Curious Finnish startup researches third wave of AI

The Curious AI Company shows cutting-edge AI research results in human-like learning, human-like decision making and symbolic thinking.

A Finnish deep-tech startup, the Curious AI Company is building the autonomous AI of the future.

Founded in 2015 and building on decades of previous research, Curious AI is researching, testing and developing the building blocks of the autonomous AI of the future – the one that will have a rich inner life, learn by trial and error, and behave in a human-like manner, exploring and making intuitive one-shot decisions.

Contributing to creating something that is still far in the future calls for scientific curiosity and a bold explorer spirit. You have to know where you are going. And you have to have enough funding to carry you through the phase when you are not yet offering a concrete product.

Making digital coworkers

Portrait of Harri Valpola in front of a black marble wall.

“We are the first to bring a key human learning mechanism to computers,” says Harri Valpola of the Curious AI Company.Photo: Ville Rinne

“We are the first to bring a key human-learning mechanism to computers,” says founder and CEO Harri Valpola.

“We humans can solve many problematic tasks once we are given the correct answer a couple of times, for example when a mother tells a child what a dog looks like,” he says. “To learn largely independently, we need plenty of real-life observations (raw data), a handful of correct examples (labelled data) and perhaps some corrections (‘That’s not a dog, that’s a sheep’).”

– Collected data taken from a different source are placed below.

Issue #671, opened 2025-03-20
RFC 9205 alignment


tgeoghegan:
At the most recent PPM interim, I discussed doing a pass on the document to align with RFC 9205/BCP 56. The most substantial change there is #669, but there's also smaller changes like how we discuss HTTP status codes or use of HTTPS, and I want to track and make those changes separately.

tgeoghegan:
This is in #673, #674, #675

tgeoghegan:
All done!

PR #673, opened 2025-03-20
RFC 9205 alignment, part 1

tgeoghegan:
Edits to the sections on message transport, HPKE config request and upload request to align with RFC 9205.
    
- provide examples of requests and responses
- use broadest possible status codes
- refer to RFC 9110 for HTTPS cert validation
    
Part of #671

### DIFF
--- a/draft-ietf-ppm-dap.md
+++ b/draft-ietf-ppm-dap.md
@@ -857,8 +857,16 @@ aggregate results once an hour, or every time 10,000,000 reports are uploaded.
 
 # Message Transport {#message-transport}
 
-Communications between DAP participants are carried over HTTP {{!RFC9110}}. Use
-of HTTPS is REQUIRED to provide server authentication and confidentiality.
+Communications between participants are carried over HTTP {{!RFC9110}}. Use of
+HTTPS is REQUIRED to provide server authentication and confidentiality. TLS
+certificates MUST be checked according to {{!RFC9110, Section 4.3.4}}.
+
+## HTTP Status Codes
+
+HTTP servers participating in DAP MAY use any status code from the applicable
+class when constructing HTTP responses, but HTTP clients MAY treat any status
+code as the most general code of that class. For example, 202 may be handled as
+200, or 499 as 400.
 
 ## Presentation Language
 
@@ -974,15 +982,14 @@ are supported by a participant is outside of this document's scope.
 
 ## Errors
 
-Errors can be reported in DAP both as HTTP status codes and as problem detail
-objects {{!RFC9457}} in the response body. For example, if the HTTP client sends
-a request using a method not allowed in this document, then the server MAY
-return HTTP status 405 Method Not Allowed.
+Errors are reported as HTTP status codes. Any of the standard client or server
+errors (the 4xx or 5xx classes, respectively, from {{Section 15 of !RFC9110}})
+are permitted.
 
 When the server responds with an error status code, it SHOULD provide additional
-information using a problem detail object. If the response body does consist of
-a problem detail object, the HTTP status code MUST indicate a client or server
-error (the 4xx or 5xx classes, respectively, from {{Section 15 of !RFC9110}}).
+information using a problem detail object {{!RFC9457}} in the response body. If
+the response body does consist of a problem detail object, the status code MUST
+indicate a client or server error.
 
 To facilitate automatic response to errors, this document defines the following
 standard tokens for use in the "type" field:
@@ -999,7 +1006,6 @@ standard tokens for use in the "type" field:
 | invalidBatchSize            | There are an invalid number of reports in the batch. |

In machine learning, this is known as semi-supervised learning. In 2015, Curious AI published an AI system that can learn handwritten digits from just ten examples – for example, ten different renditions of the figure six.

“Now we have upgraded the AI system to tackle much more difficult problems,” says Valpola. “When scaled up, such a system may allow the automation of human knowledge work. The final product we are developing is called a digital coworker.”